• TASK: Write out an exact copy of the line with "to parse config" and of each line after it, through the end of the records below.

:::

PR #122, opened 2022-10-01
Provide more detailed TOML decoding errors

### LINKED ISSUE #25: Provide more detailed TOML decoding errors

DukeManh:
Fixes #25 

Provide more detailed TOML decoding errors by adding `DecodeError` enum to represent different error types.

Author's questions:

> Does the toml crate provide better decoding than as_str() and friends? All such functions return Option<...> while it would be better to have Result<..., ...>

I couldn't find better decoding than as_str() but I did map `Option<>` to `Result<_, DecodeError>` so I guess dealing with Option is fine?

### Additional tasks

- [x] Tests added
- [ ] Updated CHANGELOG.md

### DIFF
--- a/src/config/toml.rs
+++ b/src/config/toml.rs
@@ -9,11 +9,23 @@ use crate::infra::err;
 use crate::model::asset_name::AssetName;
 use crate::model::os::OS;
 
-#[derive(Debug, PartialEq, Eq)]
+#[derive(Debug, PartialEq)]
 pub enum TomlError {
     IO(String),
     Parse(toml::de::Error),
-    Decode,
+    Decode(DecodeError),
+}
+
+#[derive(Debug, PartialEq)]
+pub enum DecodeError {
+    MissingKey {
+        key: String,
+    },
+    InvalidType {
+        key: String,
+        expected: Value,
+        found: Value,
+    },
 }
 
 impl Display for TomlError {
@@ -21,7 +33,29 @@ impl Display for TomlError {
         match self {
             TomlError::IO(e) => write!(f, "[IO Error] {}", e),
             TomlError::Parse(e) => write!(f, "[Parsing Error] {}", e),
-            TomlError::Decode => write!(f, "[Decode Error]"),
+            TomlError::Decode(e) => write!(f, "[Decode Error] {}", e),
+        }
+    }
+}
+
+impl Display for DecodeError {
+    fn fmt(&self, f: &mut Formatter<'_>) -> std::fmt::Result {
+        match self {
+            DecodeError::MissingKey { key } => {
+                write!(f, "The key '{}' is missing (a typo or not specified?)", key)
+            }
+            DecodeError::InvalidType {
+                key,
+                expected,
+                found,
+            } => write!(
+                f,
+                "unexpected value type '{}={}': expected `{}`, found `{}`",
+                key,
+                found,
+                expected.type_str(),
+                found.type_str()
+            ),
         }
     }
 }
@@ -55,30 +89,44 @@ fn parse_string(contents: &str, proxy: Option<String>) -> Result<Config, TomlErr
     contents
         .parse::<Value>()
         .map_err(TomlError::Parse)
-        .and_then(|toml| match decode_config(toml, proxy) {
-            None => Err(TomlError::Decode),
-            Some(config) => Ok(config),
-        })
+        .and_then(|toml| decode_config(toml, proxy).map_err(TomlError::Decode))
 }
 
-fn decode_config(toml: Value, proxy: Option<String>) -> Option<Config> {
-    let str_store_directory = toml.get("store_directory")?.as_str()?;
+fn decode_config(toml: Value, proxy: Option<String>) -> Result<Config, DecodeError> {
+    let str_store_directory = toml.get("store_directory");
+
+    let store_directory = str_store_directory.map_or(
+        Err(DecodeError::MissingKey {
+            key: String::from("store_directory"),
+        }),
+        |directory_config| match directory_config {
+            Value::String(directory) => Ok(directory.clone()),
+            other => Err(DecodeError::InvalidType {
+                key: String::from("store_directory"),
+                expected: Value::String("some_value".into()),
+                found: other.clone(),
+            }),
+        },
+    )?;
+
     let proxy: Option<String> = proxy.or_else(|| match toml.get("proxy") {
         Some(p) => Some(p.as_str().unwrap_or("").into()),
         None => None,
     });
 
-    let store_directory = String::from(str_store_directory);
-
     let mut tools = BTreeMap::new();
 
-    for (key, val) in toml.as_table()?.iter() {
+    let table = toml
+        .as_table()
+        .expect("unable to parse config file to a table");
+
+    for (key, val) in table.iter() {
         if let Value::Table(table) = val {
             tools.insert(key.clone(), decode_config_asset(table, &proxy));
         }
     }
 
-    Some(Config {
+    Ok(Config {
         store_directory,
         tools,
         proxy,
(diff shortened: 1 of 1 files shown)


src/config/toml.rs
```diff
@@ -12,15 +12,32 @@ use crate::model::asset_name::AssetName;
...
     IO(String),
     Parse(toml::de::Error),
-    Decode,
+    Decode(DecodeError),
+}
+
+#[derive(Debug, PartialEq, Eq)]
+pub enum DecodeError {
+    NoStoreDirectory,
+    NotATable,
```
DukeManh, line 21: I'm not sure how to trigger this error case yet though it can happen on line 85. I find out that the config file is always a table if we have `store_directory` defined, which is checked before line 85.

:::

• RESPONSE:
+        .expect("unable to parse config file to a table");
+
+    for (key, val) in table.iter() {
         if let Value::Table(table) = val {
             tools.insert(key.clone(), decode_config_asset(table, &proxy));
         }
     }
 
-    Some(Config {
+    Ok(Config {
         store_directory,
         tools,
         proxy,
(diff shortened: 1 of 1 files shown)


src/config/toml.rs
```diff
@@ -12,15 +12,32 @@ use crate::model::asset_name::AssetName;
...
     IO(String),
     Parse(toml::de::Error),
-    Decode,
+    Decode(DecodeError),
+}
+
+#[derive(Debug, PartialEq, Eq)]
+pub enum DecodeError {
+    NoStoreDirectory,
+    NotATable,
```
DukeManh, line 21: I'm not sure how to trigger this error case yet though it can happen on line 85. I find out that the config file is always a table if we have `store_directory` defined, which is checked before line 85.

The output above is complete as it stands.